Looking back I know it was a loving mother trying to get a result for her beloved daughter, but all I could think of was the embarrassment, the label, the total and utter loss of professional reputation.  Luckily, said agents and I are incredible friends now and are doing some pretty interesting projects together, but it could have gone very, very wrong.

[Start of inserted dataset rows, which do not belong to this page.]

PR #7332, opened 2025-01-29
Update objdump version to 14.2.0 for RISC-V clang trunk.

topperc:
The default objdump version for RISC-V clang is 10.2.0. This doesn't support newer RISC-V extensions.


junlarsen (approved):
Thanks!

mattgodbolt:
This is now live

topperc:
hmm...I'm still not getting the disassembly I expected. https://godbolt.org/z/jGWW1xGvK

mattgodbolt:
Agreed that's still happening here, but I'm not sure why.

mattgodbolt:
in order not to lose this I made an issue to track. I don't have time right now to look why this isn't working. Were you able to show it fixes the problem lcoally? My guess is it's a congiguration issue on our side though honestly

topperc:
> in order not to lose this I made an issue to track. I don't have time right now to look why this isn't working. Were you able to show it fixes the problem lcoally? My guess is it's a congiguration issue on our side though honestly

No I didn't try it locally. I was just going on the assumption that since it worked with gcc, it must be a version issue.

Is there a way to see what version of objdump is being used from the web page?

mattgodbolt:
There's no way to find out without debugging unfortunately; I'll have to dig into that (unless you carefully copy paste the relevant parts of cpp.amazon.properties to cpp.local.properties and run with --debug yourself, which is waht I'll end up doing otherwise)

PR #7339, opened 2025-01-30
[gardening]: reorganize & document swift config somewhat

jamieQ:
add some minor commentary to, and reorganize the swift properties file


etc/config/swift.amazon.properties
```diff
@@ -6,59 +6,98 @@ objdumper=/opt/compiler-explorer/gcc-snapshot/bin/objdump
 group.swift.compilers=swift311:swift402:swift403:swift41:swift411:swift412:swift42:swift50:swift51:swift52:swift53:swift54:swift55:swift56:swift57:swift58:swift59:swift510:swift603:swiftdevsnapshot:swiftnightly
```
jamieQ, line 6: i tried to break this long thing up into separate lines, which my research suggested should be valid by terminating the lines with `\`. however, this property file pre-commit hook lint check failed. curious if anyone knows if that restriction is artificial and could potentially be lifted or not. alternatively, any suggestions for alternative ways to split this up so it's less monolithic would be appreciated.

junlarsen: This is probably because our properties isn't the same as the .properties you see in Java etc.

The code lies here https://github.com/compiler-explorer/compiler-explorer/blob/main/lib/properties.ts#L77

That being said, I think it would be beneficial (for all our configs, really) to allow breaking lines, but I think that would be part of a larger change

mattgodbolt:
This is now live

PR #7340, opened 2025-01-30
Fix number regex for SPIR-V parser

spencer-lunarg:
I noticed things like `Int64`, `GLSL450`, and `2D` were multi-colored and seems to just be a matter of fixing the number regex

Before
image

After
image


mattgodbolt:
Hi!

Thanks so much for this. I took a look and actually I think there's a better solution. Those red tokens are actually "error tokens" - that is, things that don't match anything. While numbers shoud infact not abut values, I think there's a better way.

I'll make a separate PR and tag you on it for comparison.

FYI you can quickly play aroun by pasting the `return { all the stuff }` into https://microsoft.github.io/monaco-editor/monarch.html and then interactively edit both the language and the syntax definition.

mattgodbolt:
Additionally hitting F1 and choosing "Developer: show tokens" will show how the output has been tokenised

spencer-lunarg:
So I didn't even realize this was invalid before :laughing: (funny it just seemed to work) (also cool to know about the monarch debugging panel!)

Your change looks find, I don't think the bike-shedding on the color is going to make an IR any better/worse to 99% of people.

So ya, can you quick apply the change then?

mattgodbolt:
I will do; thanks!

mattgodbolt:
This is now live

PR #7342, opened 2025-01-30
Strip hyperlink escape sequences from editor pane diagnostics hover widget

narpfel:
When passing `-fdiagnostics-urls=always`/`-Z terminal-urls=yes`, the hyperlink escape sequence was not stripped from the mouse hover widget in the editor pane.

Link: https://godbolt.org/z/3cP8jj8jc

Hover over the empty braces in the C++ editor or the `i32` in the Rust editor:

Before:
```
warning: no return statement in function returning non-void []8;;https://gcc.gnu.org/onlinedocs/gcc-14.2.0/gcc/Warning-Options.html#index-Wno-return-type-Wreturn-type]8;;]x86-64 gcc 14.2 #1
error[]8;;https://doc.rust-lang.org/error_codes/E0308.htmlE0308]8;;]: mismatched typesrustc nightly #2
```

Now:
```
warning: no return statement in function returning non-void [-Wreturn-type]x86-64 gcc 14.2 #1
error[E0308]: mismatched typesrustc nightly #2
```

### DIFF
--- a/lib/utils.ts
+++ b/lib/utils.ts
@@ -101,6 +101,11 @@ export function changeExtension(filename: string, newExtension: string): string 
 }
 
 const ansiColoursRe = /\x1B\[[\d;]*[Km]/g;
+const terminalHyperlinkEscapeRe = /\x1B]8;;.*?(\x1B\\|\x07)(.*?)\x1B]8;;\1/g;
+
+function filterEscapeSequences(line: string): string {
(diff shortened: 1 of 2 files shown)


mattgodbolt (approved):
Looks good; thank you

mattgodbolt:
This will roll out shortly (please note that caching means some tooltips will have been cached with the escape code in them; a force recompile (the little refresh button on the bottom of the output window) is needed to force

mattgodbolt:
This is now live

I had the realisation the moment after the smiles and speak-soons, that I would never, ever be able to reveal anything about my job, who I work with, what I’m actually doing or who my friends are to mum.  Although it has had its benefits when I  needed a Rottweiler to sort something out … tip her off and off she goes and more on that in following posts.  In one way it’s been sad, but in another, it makes you brave.  I’ve always lived with the mantra that nothing that happens professionally will ever be as awkward as that.  I laugh about it now and sometimes have people requesting a re-run of the story, especially people in the broadcast and theatre world.

I’d love to hear other stories … your stories … the boy on the bus who’s mum jumps on to give him his flask and wrap his scarf round his neck – good, but nowhere near as embarrassing as the hospital flower story.  The friend who’s mother set her up on a blind date by sending in her own glam picture?  Nope, nowhere close.  Oh, I do love a dramatic after-dinner-with-friends-story about Mum’s antics and good luck to anyone who tells Sonia’s mum stories without adding in the reason behind them and laughing about the situation, rather than at her.